* PROBLEM
Each entry here needs to be given again exactly.

* TASK INPUT
PR #1525, opened 2018-04-25
Fold OpVectorTimesScalar and OpPhi better.

s-perron:
If one of the operands to an OpVectorTimesScalar instruction is zero,
then the result will be the 0 vector.  Currently we do not fold the
insturction unless both operands are constants.  This change fixes that.

We also allow folding of OpPhi instructions where the incoming values
are either an OpUndef or the OpPhi instruction itself.  As with other
cases, this can be simplified to the OpUndef.

Contributes to #709.

### DIFF
--- a/test/opt/fold_test.cpp
+++ b/test/opt/fold_test.cpp
@@ -3855,14 +3855,13 @@ INSTANTIATE_TEST_CASE_P(MergeMulTest, MatchingInstructionFoldingTest,
       "OpFunctionEnd",
     2, true),
   // Test case 19: Fold OpVectorTimesScalar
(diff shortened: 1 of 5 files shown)


test/opt/fold_test.cpp
```diff
@@ -4767,4 +4784,4 @@ ::testing::Values(
         3, true)
 ));
 #endif
-}  // anonymous namespace
+}  // anonymous namespace
```
alan-baker: Seems odd.

s-perron: I don't know what is going on there.  I tried to undo it, but it did not seem to work.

* ANSWER
PR #1525, opened 2018-04-25
Fold OpVectorTimesScalar and OpPhi better.

s-perron:
If one of the operands to an OpVectorTimesScalar instruction is zero,
then the result will be the 0 vector.  Currently we do not fold the
insturction unless both operands are constants.  This change fixes that.

We also allow folding of OpPhi instructions where the incoming values
are either an OpUndef or the OpPhi instruction itself.  As with other
cases, this can be simplified to the OpUndef.

Contributes to #709.

### DIFF
--- a/test/opt/fold_test.cpp
+++ b/test/opt/fold_test.cpp
@@ -3855,14 +3855,13 @@ INSTANTIATE_TEST_CASE_P(MergeMulTest, MatchingInstructionFoldingTest,
       "OpFunctionEnd",
     2, true),
   // Test case 19: Fold OpVectorTimesScalar
(diff shortened: 1 of 5 files shown)


test/opt/fold_test.cpp
```diff
@@ -4767,4 +4784,4 @@ ::testing::Values(
         3, true)
 ));
 #endif
-}  // anonymous namespace
+}  // anonymous namespace
```
alan-baker: Seems odd.

s-perron: I don't know what is going on there.  I tried to undo it, but it did not seem to work.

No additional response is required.